Respiration Disorders , Respiratory Insufficiency , Humans , Methadone , Respiratory Rate , Postoperative Complications/etiology , Risk Factors , Retrospective Studies
INTRODUCTION: Preexisting chronic pain has been reported to be a consistent risk factor for severe acute postoperative pain. However, each specific chronic pain condition has unique pathophysiology, and it is possible that the effect of each condition on postoperative pain is different. METHODS: This is a retrospective cohort study of pregnant women with preexisting chronic pain conditions (i.e., migraine, chronic back pain, and the combination of migraine + chronic back pain), who underwent cesarean delivery. The effects of the three chronic pain conditions on time-weighted average (TWA) pain score (primary outcome) and opioid dose requirements in morphine milligram equivalents (MME) during postoperative 48 hours were compared.

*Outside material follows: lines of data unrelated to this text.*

PR #483, opened 2026-08-07
fix(gateway): match Proxy-Authorization scheme case-insensitively

tenequm:

YES

Bug fix (gateway).

`extract_agent_token` matches the `Proxy-Authorization` auth-scheme byte-for-byte:

```rust
let encoded = value.strip_prefix("Basic ")?.trim();
```

RFC 7235 section 2.1 defines `auth-scheme` as a case-insensitive token, and PySocks emits the lowercase form:

```
Proxy-Authorization: basic <base64>
```

PySocks is what httplib2 uses for proxy support, so this affects every httplib2-based client. That includes `google-api-python-client`, and therefore any Python MCP server or script reaching a Google API through the gateway.

The failure mode is silent rather than loud. `extract_agent_token` returns `None`, the CONNECT carries no agent identity, and `intercept` stays `false` (`apps/gateway/src/gateway.rs:786-812`), so the gateway plain-tunnels the connection. No 407, no error: the request leaves the sandbox **unauthenticated, with no credential injected**, and the only trace is `project_id="-"` in the gateway logs. A client that should have been credentialed instead reaches the upstream API as an anonymous caller.

An *invalid* token is handled correctly (407). Only the casing mismatch takes this path, because a dropped token is indistinguishable from "no proxy auth was offered at all".

Reproduce with any httplib2 caller through the gateway, or directly:

```
Proxy-Authorization: basic <base64("x:aoc_...")>   ->  token dropped, tunnel unauthenticated
Proxy-Authorization: Basic <base64("x:aoc_...")>   ->  token extracted, credentials injected
```

Prior art in this repo: `validate_api_key` (`apps/gateway/src/auth.rs:119-120`) already handles the same class of problem for `Authorization`, via `strip_prefix("Bearer ").or_else(|| strip_prefix("bearer "))`. That form covers two casings but still misses `BEARER`, which is why this PR compares the scheme rather than enumerating spellings.

## What is the new behavior?

The scheme is compared case-insensitively. Everything else is unchanged: `Bearer` in any casing still returns `None`, and the base64 payload is still trimmed and decoded exactly as before. I walked the input shapes (`Basic`/`basic`/mixed case, no-space, trailing-space, leading-space, double-space, tab-separated, wrong scheme) and the only behavioral difference is the intended one.

Four tests added alongside the existing `extract_agent_token` cases: lowercase `basic`, mixed-case `BaSiC`, and lowercase `bearer` still rejected. The mixed-case test is deliberate: it fails against the `or_else(strip_prefix("basic "))` shape, so a future revert to that idiom will not pass silently.

## Checks

Run locally on this branch:

- `cargo test` in `apps/gateway`: 521 passed, 0 failed
- `cargo fmt --check` and `cargo clippy --all-targets`: clean
- `pnpm build`: 2/2 tasks successful
- `pnpm check`: 9/9 tasks successful


tenequm:

tenequm:
recheck

PR #487, opened 2026-08-09
fix(gateway): inject Anthropic OAuth tokens correctly to resolve credential_not_found

### LINKED ISSUE #482: Agent-grants (v1.44.0+) never inject: correctly published policy_rules_v2 grant still 401s credential_not_found
## Problem

A `type: anthropic` secret (Claude subscription OAuth token) granted to an agent via the dashboard's agent-grants UI (LLMs tab, toggle on) is never actually injected. Every call 401s with `credential_not_found`, even though the grant is correctly saved and shown as attached.

## Steps to Reproduce

1. `onecli secrets create --name Anthropic --type anthropic --value sk-ant-oat01-... --host-pattern api.anthropic.com`
2. Dashboard → Agents → Default Agent → LLMs tab → toggle the secret on (confirmed via network tab: `PUT /v1/agents/<id>/grants/secrets/<secretId>` → 200 OK)
3. `onecli run -- claude -p "hi"`

## Expected Behaviour

Claude Code authenticates using the granted credential and responds normally.

## Observed Behaviour

```
onecli: gateway connected. Starting claude...
Failed to authenticate. API Error: 401 No credentials configured for api.anthropic.com in OneCLI.
```

Also reproduces with a bare `curl` through the gateway (no `onecli run`, no Claude Code), using the agent's own access token:

```bash
curl -sS -x http://<agent-access-token>@localhost:10255 \
  --cacert /tmp/onecli-ca.pem \
  -X POST https://api.anthropic.com/v1/messages \
  -H "x-api-key: placeholder" -H "anthropic-version: 2023-06-01" -H "content-type: application/json" \
  -d '{"model":"claude-sonnet-5","max_tokens":10,"messages":[{"role":"user","content":"hi"}]}'
# -> {"error":"credential_not_found", ...} HTTP 401
```

Reproduces identically for the Default Agent and a second, custom-created agent — not specific to one agent identity.

I checked the underlying data directly in Postgres (secret + agent share the same `project_id`, the `policy_rules_v2` grant rule is `published`/`enabled` at the current max generation for the project, with matching `policy_rule_identities`/`policy_rule_targets` rows) — the grant looks correctly configured, but injection still never happens.

## Environment

- Self-hosted (`curl -fsSL onecli.sh/install | sh`), single-project local install
- Gateway: pulled `ghcr.io/onecli/onecli:1.36.0`, but `/api/health` reports `"version":"1.45.0"`
- `onecli` CLI 2.2.5
- Credential: Claude Pro/Max subscription token via `claude setup-token`

Adityakk9031:
Fixes #482

**Description**
Resolves an issue where Anthropic OAuth tokens (`sk-ant-oat...`) granted via the agent-grants UI failed to inject, resulting in a `401 credential_not_found` error from the Gateway.

**Root Cause**
The injection logic for Anthropic OAuth tokens mistakenly used `Injection::ReplaceHeader` to inject the `authorization` header. `ReplaceHeader` only applies if the header is already present in the incoming request. Since Claude Code or a bare `curl` typically sends `x-api-key: placeholder` and omits the `authorization` header, the injection was skipped (`injection_count == 0`). This caused the Gateway to forward the request unauthenticated and return `credential_not_found` when it inevitably received a 401 from Anthropic.

**Changes**
- Switched to `Injection::SetHeader` for the `authorization` token to ensure it is always injected.
- Added `Injection::RemoveHeader` for `x-api-key` to strip the placeholder from the request before forwarding it upstream.
- Updated the `build_injections_anthropic_oauth` unit test in `secret_inject.rs` to assert the new injection behavior.

### DIFF
--- a/apps/gateway/src/secret_inject.rs
+++ b/apps/gateway/src/secret_inject.rs
@@ -23,10 +23,15 @@ pub(crate) fn build_injections(
         "anthropic" => {
             let is_oauth = decrypted_value.starts_with("sk-ant-oat");
             if is_oauth {
-                vec![Injection::ReplaceHeader {
-                    name: "authorization".to_string(),
-                    value: format!("Bearer {decrypted_value}"),
-                }]
+                vec![
+                    Injection::SetHeader {
+                        name: "authorization".to_string(),
+                        value: format!("Bearer {decrypted_value}"),
+                    },
+                    Injection::RemoveHeader {
+                        name: "x-api-key".to_string(),
+                    },
+                ]
             } else {
                 vec![
                     Injection::SetHeader {
@@ -364,12 +369,18 @@ mod tests {
     #[test]
     fn build_injections_anthropic_oauth() {
         let injections = build_injections("anthropic", "sk-ant-oat-test-token", None, None);
-        assert_eq!(injections.len(), 1);
+        assert_eq!(injections.len(), 2);
         assert_eq!(
             injections[0],
-            Injection::ReplaceHeader {
+            Injection::SetHeader {
                 name: "authorization".to_string(),
                 value: "Bearer sk-ant-oat-test-token".to_string(),
+            }
+        );
+        assert_eq!(
+            injections[1],
+            Injection::RemoveHeader {
+                name: "x-api-key".to_string(),
             }
         );
     }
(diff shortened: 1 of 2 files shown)


Adityakk9031:
@guyb1 have a look

PR #495, opened 2026-08-16
Fix/485 port qualified host matching

### LINKED ISSUE #485: Generic secret hostPattern accepts ports but gateway strips them before matching
## Summary

Generic secrets can be created with a port-qualified `hostPattern`, such as
`example.internal:3000`, but the gateway strips the request port before resolving
secrets. The stored pattern therefore never matches.

This prevents distinct credentials from being assigned to services hosted on
different ports of the same hostname—a common pattern for local and self-hosted MCP
servers.

## Reproduction

1. Create a generic secret with:

   - `hostPattern`: `example.internal:3000`
   - `pathPattern`: `/api/mcp`
   - injection: `Authorization: Bearer {value}`

2. Attach the secret to an agent.
3. Send an HTTP request through the authenticated OneCLI proxy:

   ```text
   POST http://example.internal:3000/api/mcp
   ```

4. The gateway forwards the request without injecting the secret.

Observed gateway output:

```text
HTTP_PROXY scheme=http injection_count=0 policy_count=0
credential not found ... status=401
```

The agent was confirmed to have access to the secret.

## Cause

Both proxy paths remove the port before credential resolution:

- CONNECT handler:
  https://github.com/onecli/onecli/blob/84ccaf74ce6350f8925675457b48272c29f32c1a/apps/gateway/src/gateway.rs#L777-L793
- Plain HTTP handler:
  https://github.com/onecli/onecli/blob/84ccaf74ce6350f8925675457b48272c29f32c1a/apps/gateway/src/gateway.rs#L947-L965

`connect::resolve` then caches and resolves exclusively by hostname:

https://github.com/onecli/onecli/blob/84ccaf74ce6350f8925675457b48272c29f32c1a/apps/gateway/src/connect.rs#L1540-L1600

The matcher performs an exact or wildcard comparison against that stripped hostname:

https://github.com/onecli/onecli/blob/84ccaf74ce6350f8925675457b48272c29f32c1a/apps/gateway/src/connect.rs#L1745-L1772

The API validation rejects URLs and paths but does not reject an exact
`hostname:port` pattern, so the configuration is accepted but cannot work at runtime.

## Why removing the port is not always safe

A hostname-only workaround is unsafe when separate services on different ports use
different credentials.

For example:

```text
example.internal:3000 → credential A
example.internal:3200 → credential B
```

If both secrets are changed to `example.internal` and have overlapping paths, both
can match the same request and attempt to set `Authorization`. The selected value
becomes order-dependent and could send a credential to the wrong service.

## Proposed semantics

Would the project accept port-qualified host patterns with these semantics?

- `example.internal` continues matching the hostname on any port.
- `example.internal:3000` matches only port 3000.
- Wildcard behavior remains backward compatible.
- Credential-resolution cache keys include the normalized effective port so rules
  cannot leak across ports.
- HTTP proxy and CONNECT/MITM paths use the same endpoint matching.
- Secret policy targets use the same endpoint semantics as injection.
- Validation accepts supported `hostname:port` forms and rejects malformed ones.

Provider detection and TLS certificate generation should continue using the bare
hostname.

## Versions

- Reproduced on OneCLI server `1.38.0`
- Current upstream `main` at `84ccaf7` / release `1.45.0` still contains the same
  hostname-only resolution path

AromalBiju1:
## I have read the CONTRIBUTING.md file.
YES

Bug fix.

Fixes #485.

Generic secrets can be created with a port-qualified `hostPattern` (e.g.
`example.internal:3000`), but the gateway strips the port from the request
authority before resolving credentials. `host_matches` only ever sees the
bare hostname, so a port-qualified pattern can never match — the secret is
silently unusable and requests get `credential not found ... status=401`.

## What is the new behavior?
- The port-inclusive authority is now passed into `connect::resolve` at both
  the CONNECT and plain-HTTP proxy paths, instead of the port-stripped
  hostname.
- `host_matches` splits both the request host and the pattern into
  host/port. A pattern with a port (`example.internal:3000`) now requires
  an exact port match. A bare-hostname pattern (`example.internal`) still
  matches any port, so existing behavior is unchanged.

Verified locally by creating a generic secret with `hostPattern:
example.internal:3000`, granting it to an agent, and sending a request
through the proxy:

- Before: `injection_count=0` — secret never matched.
- After: `injection_count=1` — secret injected correctly.

Added two unit tests covering both cases. Full `connect::` suite passes
(35/35), `cargo build` and `pnpm check` pass clean.

## Additional context
Didn't change the secret-creation validation to reject malformed
`hostname:port` patterns (mentioned as a "nice to have" in the issue) —
happy to add that in a follow-up if wanted.


chiptoe-svg:
Thanks for taking this on — the approach matches what we found when filing #485, and passing the port-inclusive authority at *both* `resolve` sites covers our real-world case (plain-HTTP MCP servers on one host across several ports).

A few notes from a close read:

1. The hunk that adds the new tests also drops the `#[test]` attribute from the existing `host_exact_match` — it silently stops running.
2. Worth confirming `mitm.rs`'s in-tunnel re-resolution also sees the ported authority, or CONNECT-path port-qualified secrets would match at CONNECT but not inject.
3. Two documentable edges: `host:80` won't match `http://host/…` (implicit port ≠ explicit pattern), and an unbracketed IPv6 pattern like `::1` mis-splits in `split_host_port`.

Happy to test the branch against our live setup — seven port-qualified plain-HTTP servers behind one hostname, which is the scenario from the issue.

AromalBiju1:
Thanks for the detailed review - all three are spot-on!

Fixed the dropped #[test] on host_exact_match. Got caught by the cargo fmt diff, sorry!
And yeah, the problem you noted regarding mitm.rs - the re-resolution in the tunnel still stripped the port prior to resolving from cache, so it would match a CONNECT path secret but never re-inject it per each request. Fixed it with the same pattern, preserving the port till the resolution stage.
Good edge cases - host:80 vs implicit-port URLs, and also the unbracketed IPv6 patterns. Going to leave those out of scope for now and just document as such, but let me know if you'd prefer me to solve them here.

Going to push an updated commit soon. Your real-world testing on that seven-ports-one-hostname case would be very helpful!

AromalBiju1:

chiptoe-svg:
Reporter of #485 here. The fix looks right to me, and I wanted to put the downstream numbers on the record in case they're useful for review.

The part you caught on your own is the one that would have bitten us hardest: the MITM tunnel re-resolving with the port stripped. A secret that matches on the CONNECT path but then fails to re-inject per request is exactly the failure that looks fine in a smoke test and goes intermittent in production.

Concretely what this unblocks downstream — a multi-user NanoClaw install that fronts all agent egress through the gateway. We run **seven services on one hostname, separated only by port**: `host.docker.internal:3000, 3200, 8011, 8012, 8765, 8766, 8767`, across three agent groups. Because a port-qualified `hostPattern` can't match today, we distinguish credentials with a *fake* path discriminator — a bare hostname plus `--path-pattern /something/*` — and then have to verify each server genuinely ignores paths before trusting it. Port-qualified matching replaces that workaround with the obvious key.

I haven't run your branch: we're pinned to a released gateway in production and I'm not swapping the binary under live users. Happy to confirm the behavior on our topology once it's in a release.

*Written with Claude's help; reviewed and edited before posting.*

AromalBiju1:
Thanks for putting the real numbers on record — the fake-path-discriminator workaround makes a lot more sense now knowing what it's actually standing in for. No rush testing on your end; whenever it lands, would be good to hear how it holds up on your topology.

Issue #113, opened 2021-03-01
Maybe let user burn() USM even when the system is underwater, just redeeming at < 100%?


jacob-eliosoff:
There are arguments for and against this, but it's a reasonable option to consider.  (Suggested by ABDK audit)

jacob-eliosoff:
Implemented by #147.

PR #147, opened 2021-04-05
Allow USM burns when debt ratio > 100%: just haircut them proportionally

jacob-eliosoff:
I haven't made up my mind whether I think this change is desirable - should we "protect burners from themselves" by disallowing (USM) `burns` until the system is back above water (status quo behavior), or let them burn at a discount if they choose (ABDK's suggestion, #113)?  But anyway, it seems like a simple self-contained change, so we can decide based on first principles rather than implementation difficulty.

### DIFF
--- a/contracts/USM.sol
+++ b/contracts/USM.sol
@@ -211,11 +211,7 @@ contract USM is IUSM, Oracle, ERC20Permit, WithOptOut, Delegable {
         ls.bidAskAdjustment = ls.bidAskAdjustment.wadMulUp(adjGrowthFactor);
         ls.ethUsdPrice = ls.ethUsdPrice.wadMulUp(adjGrowthFactor);
 
-        // 5. Check that the burn didn't leave debt ratio > 100%:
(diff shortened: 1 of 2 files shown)


albertocuestacanada:
Sorry, I need a bit more background, I don't get the issue.

Based on first principles, I would let the users choose to take a loss if they think it's best.

jacob-eliosoff:
This is based on a quick back-&-forth with one of the ABDK guys on Telegram.  The idea is, suppose there's 100,000 USM outstanding but the ETH in the pool is currently only worth $90,000: the system is underwater.
* The old code says, no `burns` (USM redemptions) allowed until the system gets back above water: either because FUM buyers step up to recapitalize the system, or just because the ETH/USD price climbs back up.
* The new code says, sure you can `burn` while underwater, but each USM will only get you back $0.90 worth of ETH, because that's all we have for you.

Both behaviors seem reasonable.  The main reason I originally chose to disallow underwater redemptions is to avoid users accidentally burning at an unfortunate time and getting back less than they could (this would be a point for a nice web UI to ask "Are you sure you want to do this?").  But there is a case for letting the user decide, I dunno.

albertocuestacanada:
Yeah, my vote would be to let users take a loss of they want, instead of locking their assets.

PR #160, opened 2021-10-05
tweak: removed the use of Delegable

alcueca:
Removed the use of Delegable, since it's untested and by now proven cumbersome.

### DIFF
--- a/contracts/USM.sol
+++ b/contracts/USM.sol
@@ -6,7 +6,6 @@ import "./IUSM.sol";
 import "./OptOutable.sol";
 import "./oracles/Oracle.sol";
 import "./Address.sol";
-import "./Delegable.sol";
 import "./WadMath.sol";
 import "./FUM.sol";
 import "./MinOut.sol";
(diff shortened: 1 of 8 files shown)


contracts/USM.sol
```diff
@@ -64,22 +63,11 @@ contract USM is IUSM, ERC20Permit, OptOutable, Delegable {
         OptOutable(optedOut_)
     {
         oracle = oracle_;
-        fum = new FUM(optedOut_);
+        fum = IFUM(address(new FUM(optedOut_)));
```
jacob-eliosoff, line 66: This change doesn't seem necessary?

jacob-eliosoff (changes requested):
Plus remove `Delegable.sol` itself, right?

I can't find anything wrong here but I'm a little nervous about just this many line changes at this stage if the old code was basically working...  I lean in favor of merging but please give this an extra dose of scrutiny given the cost/benefit right now...

PR #164, opened 2022-02-04
LLVM CUDA Compatibility, main branch (2022.02.04.)

krasznaa:
Triggered by @beomki-yeo's test, I updated the code to only set the nvcc specific flag if nvcc is being used.

I was quite surprised myself how easy it was to get the code to work with `clang++` like this. :open_mouth:


beomki-yeo (approved):

beomki-yeo:
once it is merged, new tag please so I can test it on traccc

PR #168, opened 2022-02-24
sycl::atomic_ref, main branch (2022.02.24.)

krasznaa:
When `sycl::atomic_ref` is available, `vecmem::atomic` is now set up simply as a thin layer above that class.

Since oneAPI only added support for `sycl::atomic_ref` relatively recently, the CMake configuration needs to check whether that type is available with the particular SYCL compiler that we use, or not. If not, we stick to the code that we had so far. If it **is** available, then `vecmem::atomic` just inherits from `sycl::atomic_ref`. ("Making use" of `sycl::atomic_ref` inside of `vecmem::atomic` turned out way more expensive LoC-wise.)

Note that while writing this PR, I had to realise that a larger change should actually be done. I'm thinking of renaming `vecmem::atomic` to `vecmem::atomic_ref`, and making it use `sycl::atomic_ref` and `cuda::atomic_ref` (https://nvidia.github.io/libcudacxx/) underneath as appropriate. And even [std::atomic_ref](https://en.cppreference.com/w/cpp/atomic/atomic_ref) once we switch to C\+\+20 with these projects. :wink: (This will require updating all users of this type a little bit.)

### DIFF
--- a/core/CMakeLists.txt
+++ b/core/CMakeLists.txt
@@ -168,7 +168,7 @@ if(NOT VECMEM_HAVE_DEFAULT_RESOURCE)
       FILES "src/memory/default_resource_polyfill.cpp" )
 endif()
 
-# Figure out how to produce SYCL debug printouts.
+# Figure out how to use various SYCL features.
 if( VECMEM_BUILD_SYCL_LIBRARY )
 
    # Test which printf function(s) is/are available.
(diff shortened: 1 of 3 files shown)


paulgessinger (approved):
Looks good as far as I can tell.

krasznaa:
We may also want to extend the list of CI jobs at one point. :thinking: Since as I was absolutely convinced it would, the CI job is not able to use `sycl::atomic_ref`.

```
...
-- Performing Test VECMEM_HAVE_SYCL_ATOMIC_REF
-- Performing Test VECMEM_HAVE_SYCL_ATOMIC_REF - Failed
...
```

https://github.com/acts-project/vecmem/runs/5319257866?check_suite_focus=true

PR #170, opened 2022-03-09
CI Updates, main branch (2022.03.09.)

krasznaa:
This is a collection of a number of updates. We recently added some more Docker images to [acts-project/machines](https://github.com/acts-project/machines) with @paulgessinger, which I now wanted to finally make use of. So I basically only wanted to update `build.yml`. Every other change in the PR is only there to support those updates. :stuck_out_tongue:

I added additional build jobs with the CUDA and HIP backends of Intel's compiler, to explicitly test those in the CI finally as well. The HIP backend unfortunately does not work in Debug mode at the moment, so the configuration needs to be a bit elaborate for that.

I had to update to the very latest version of [Google Benchmark](https://github.com/google/benchmark) to avoid warnings coming from the oneAPI C\+\+ compiler to make the build fail.

This also highlighted that the setup of the compiler flags for the benchmarks included in the repository was not quite perfect. Though that was not why the oneAPI compiler would receive the `-Werror` flag... (Still, I decided to clean that up as part of this PR.)

Finally, I removed the explicit setting for the build system generator on `windows-latest`. This should make the project more robust against future updates of GitHub.

### DIFF
--- a/.github/workflows/builds.yml
+++ b/.github/workflows/builds.yml
@@ -69,16 +69,27 @@ jobs:
         PLATFORM:
           - NAME: "CUDA"
             CONTAINER: "ghcr.io/acts-project/ubuntu1804_cuda:v11"
+            OPTIONS:
           - NAME: "CUDA"
             CONTAINER: "ghcr.io/acts-project/ubuntu2004_cuda:v13"
+            OPTIONS:
           - NAME: "HIP"
             CONTAINER: "ghcr.io/acts-project/ubuntu1804_rocm:v11"
+            OPTIONS:
           - NAME: "SYCL"
             CONTAINER: "ghcr.io/acts-project/ubuntu2004_oneapi:v20"
+            OPTIONS:
           - NAME: "SYCL"
             CONTAINER: "ghcr.io/acts-project/ubuntu1804_cuda_oneapi:v20"
-          - NAME: "SYCL"
-            CONTAINER: "ghcr.io/acts-project/ubuntu1804_rocm_oneapi:v20"
+            OPTIONS: -DVECMEM_BUILD_CUDA_LIBRARY=FALSE
+        include:
+          - BUILD:
+              TYPE: "Release"
+              MSG_LVL: 0
+            PLATFORM:
+              NAME: "SYCL"
+              CONTAINER: "ghcr.io/acts-project/ubuntu1804_rocm_oneapi:v20"
+              OPTIONS: -DVECMEM_BUILD_HIP_LIBRARY=FALSE
 
     # The system to run on.
     runs-on: ubuntu-latest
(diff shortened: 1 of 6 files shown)


.github/workflows/builds.yml
```diff
@@ -26,11 +26,11 @@ jobs:
             MSG_LVL: 5
         PLATFORM:
           - OS: "ubuntu-latest"
-            GENERATOR: "Unix Makefiles"
+            GENERATOR: -G "Unix Makefiles"
           - OS: "macos-latest"
-            GENERATOR: "Xcode"
+            GENERATOR: -G "Xcode"
```
paulgessinger, line 31: I think this is going away. 

Any reason for not using ninja on all platforms?

benchmarks/core/CMakeLists.txt
```diff
@@ -1,9 +1,12 @@
 # VecMem project, part of the ACTS project (R&D line)
 #
-# (c) 2021 CERN for the benefit of the ACTS project
+# (c) 2021-2022 CERN for the benefit of the ACTS project
 #
 # Mozilla Public License Version 2.0
 
+# Project include(s).
+include( vecmem-compiler-options-cpp )
```
paulgessinger, line 8: Not sure I fully get why this has to move but ok.

.github/workflows/builds.yml
```diff
@@ -69,12 +69,27 @@ jobs:
...
+            CONTAINER: "ghcr.io/acts-project/ubuntu1804_cuda_oneapi:v20"
+            OPTIONS: -DVECMEM_BUILD_CUDA_LIBRARY=FALSE
+        include:
+          - BUILD:
+              TYPE: "Release"
+              MSG_LVL: 0
+            PLATFORM:
+              NAME: "SYCL"
+              CONTAINER: "ghcr.io/acts-project/ubuntu1804_rocm_oneapi:v20"
+              OPTIONS: -DVECMEM_BUILD_HIP_LIBRARY=FALSE
```
paulgessinger, line 92: Maybe I don't get the structure but the upper job does not build the CUDA lib but uses the CUDA oneAPI image, the lower one uses the rocm oneAPI image but goes not build the HIP library. 

I'm sure this makes sense, but why?

.github/workflows/builds.yml
krasznaa: I find that it tests the build configuration better if you use it with as many different generators as possible. A configuration that works with Ninja may very well not work with MSBuild, and vice versa.

On the `macos-latest` platform the "unique generator" available is Xcode. So I thought this would be a good way to make sure that this would continue working.

We could switch some of the builds to Ninja if you'd like. For instance all of the optimised container builds could be done with Ninja, while the debug builds would be done with GNU Make. 🤔

benchmarks/core/CMakeLists.txt
krasznaa: Previously, when it was in `benchmarks/CMakeLists.txt`, the settings coming from this vecmem specific file were becoming visible to the build configuration of Google Benchmark as well. That is what I wanted to avoid. So that the external's build would be as un-modified as possible.

.github/workflows/builds.yml
krasznaa: For the "container builds" we only run unit tests for the SYCL builds. Because the CUDA and HIP tests both need NVIDIA and AMD GPUs to be available to run correctly.

By default these rocm_oneapi and cuda_oneapi packages make the project build both HIP/SYCL and CUDA/SYCL libraries/tests. At which point the CI would try to run the HIP and CUDA unit tests in them.

So it's not that the build for these would be harmful to enable. It's that I didn't want to try to specify that everything should be built in these images, but only the non-CUDA / non-HIP tests should be run.

.github/workflows/builds.yml
paulgessinger: Actually, scratch that. CMake apparently implemented support for Xcode 12+'s "new" build system. So let's stick to Xcode.

.github/workflows/builds.yml
paulgessinger: Ok I see.

paulgessinger (approved):

PR #171, opened 2022-03-29
Correctly import cassert.h in unique obj deleter

stephenswat:
A simple fix for a simple problem: I was running into some error where `assert` was an undefined name, and this turned out to be because one of the vecmem headers did not import it correctly. This commit fixes that.


krasznaa (approved):
Of course this is good...

PR #179, opened 2022-06-02
Add virtual destructors to copy classes

konradkusiak97:
I noticed during my SYCL developments in traccc that the virtual destructors were missing from copy classes. So here they are :smiley:

### DIFF
--- a/core/include/vecmem/utils/copy.hpp
+++ b/core/include/vecmem/utils/copy.hpp
@@ -62,6 +62,9 @@ public:
     /// @name 1-dimensional vector data handling functions
     /// @{
 
+    /// Virtual destructor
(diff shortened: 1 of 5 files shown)


krasznaa (changes requested):
It's enough to declare a virtual destructor for `vecmem::copy`. We don't need to explicitly declare the destructors for all of the derived classes.

It's sort of a question of coding convention how people handle this. But in ATLAS code in general we don't declare empty virtual destructors at every level of the inheritance tree, only in the base class.

But to make it clear, the change in `vecmem::copy` is exactly what I had in mind. We should just remove all of the other changes.

krasznaa (approved):
:+1:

RESULTS: The TWA pain score was similar in preexisting migraine and chronic back pain. Chronic back pain was associated with significantly greater opioid dose requirements than migraine (12.92 MME, 95% CI: 0.41 to 25.43, P=0.041). Preoperative opioid use (P < 0.001) was associated with a greater TWA pain score. Preoperative opioid use (P < 0.001), smoking (P=0.004), and lower postoperative ibuprofen dose (P=0.002) were associated with greater opioid dose requirements. CONCLUSIONS: Findings suggest women with chronic back pain and migraine do not report different postpartum pain intensities; however, women with preexisting chronic back pain required 13 MME greater opioid dose than those with migraine during 48 hours after cesarean delivery.